Similarly, a year-long weight loss study by Christopher Gardner and his colleagues at Stanford University in California found no significant differences between
a healthy low-fat diet versus a lowcarbohydrate diet – even when individuals were assigned to a regime that matched their genetic predisposition to one or the other.
“Caution is needed when genetic tests are negative – does that give people a licence to eat whatever foods they like in whatever amounts? Not really,” says Forouhi.

Other studies have found that personalised nutrition may be more beneficial when it is based on characteristics such as age, sex, obesity status and ethnic group.
DNANudge acknowledges that DNA isn’t the whole story, and its wristband doubles as an activity tracker, flashing amber when a person is sedentary for too long.

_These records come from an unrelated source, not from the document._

Issue #231, opened 2018-08-09
Infer local file type from extension


danielballan:
See https://github.com/edgi-govdata-archiving/web-monitoring-processing/pull/88#discussion_r208711145

Mr0grog:
To summarize: when loading a `file://` URL in the diffing server, we assume the content is `application/html` (which is not even a correct mime-type; it should be `text/html`) and that it is UTF-8 encoded: https://github.com/edgi-govdata-archiving/web-monitoring-processing/blob/33e99ee686c87df0254ef071a53d7c74dda1e457/web_monitoring/diffing_server.py#L136-L139

That’s obviously not correct all the time (e.g. we’d like to support PDFs, see #162, edgi-govdata-archiving#issues/36). We should do our best to infer the correct `Content-Type` header based on the file’s extension.

Python has a built-in module for this: https://docs.python.org/3/library/mimetypes.html#mimetypes.guess_type

There are also tools on PyPI like [mimelib](https://pypi.org/project/mimelib/) and public databases of extension ↔︎ mime type mappings: https://github.com/jshttp/mime-db

Mr0grog:
Oops, this should have been closed with #457!

PR #457, opened 2019-08-15
Use extension to guess MIME type for local files

mboren:
Previously, we assumed `application/html; charset=UTF-8` for all local files. That's not really a valid MIME type, and we would like to support PDFs, and perhaps other stuff, in the future.

I used the built-in `mimetypes` package to guess values for the `Content-Type` and `Content-Encoding` headers based on the file extension.

This package only suggests `Content-Encodings` for a few archive formats (eg .gz, .bz2), so I'm not sure if it's ever likely to be relevant for our purposes, but, hey, it's free. I'm happy to delete this part if it doesn't seem likely to be useful in the future.

Issue: https://github.com/edgi-govdata-archiving/web-monitoring-processing/issues/231

### DIFF
--- a/web_monitoring/diff_server/server.py
+++ b/web_monitoring/diff_server/server.py
@@ -5,6 +5,7 @@ from docopt import docopt
 import hashlib
 import inspect
 import functools
+import mimetypes
 import os
 import re
 import cchardet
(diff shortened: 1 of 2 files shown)


Mr0grog:
Note: reviewed this in person w/ @mboren, who is still working on it!

mboren:
I added tests and moved the logic into the MockResponse class as we discussed. I'm fairly certain that I didn't put the tests in the best place, but I'm not really sure where they should go.

web_monitoring/diffing_server.py
```diff
@@ -78,12 +79,33 @@ def __init__(self, url):
...
     "An HTTPResponse-like object for local file:/// requests."
-    def __init__(self, url, body, headers):
+    def __init__(self, url, body, headers=None):
         self.request = MockRequest(url)
         self.body = body
         self.headers = headers
         self.error = None
 
+        if self.headers is None:
+            self.headers = {}
```
Mr0grog: This check could probably be simplified by just updating the setter for headers above on line 85:

```py
self.headers = headers or {}
```

(It’s not strictly the same, but probably good enough for this case.)

Mr0grog:
It’s been a while, so I went ahead and rebased this, then removed the private API usage in the tests. Going to merge if no issues in CI.

Mr0grog:
Thanks for doing most of the legwork on this, @mboren!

“I would never recommend anything just based upon pure DNA,” says Toumazou. “More robust evidence is needed to support the efficacy and additional benefits of personalised nutrition beyond more traditional nutrition intervention approaches, such as those targeted towards eating more fruit and veg, or fewer foods that are high in free sugars,” says
a spokesperson for the British Nutrition Foundation, a charity focused on nutrition science. And what about genetic privacy? DNANudge doesn’t collect individuals’ genetic data, only storing an encrypted version of a person’s recommended dietary factors, says Toumazou.
The supermarket items customers scan will also be recorded in an anonymised way.
This will enable DNANudge to request that manufacturers and retailers stop selling regularly scanned products that are unsuitable for large groups of people, says Toumazou.
This could also be a source of valuable information about people’s everyday shopping choices. DNANudge has an ongoing research collaboration with UK-based supermarket chain Waitrose to study the effect of the technology on pre-diabetic customers.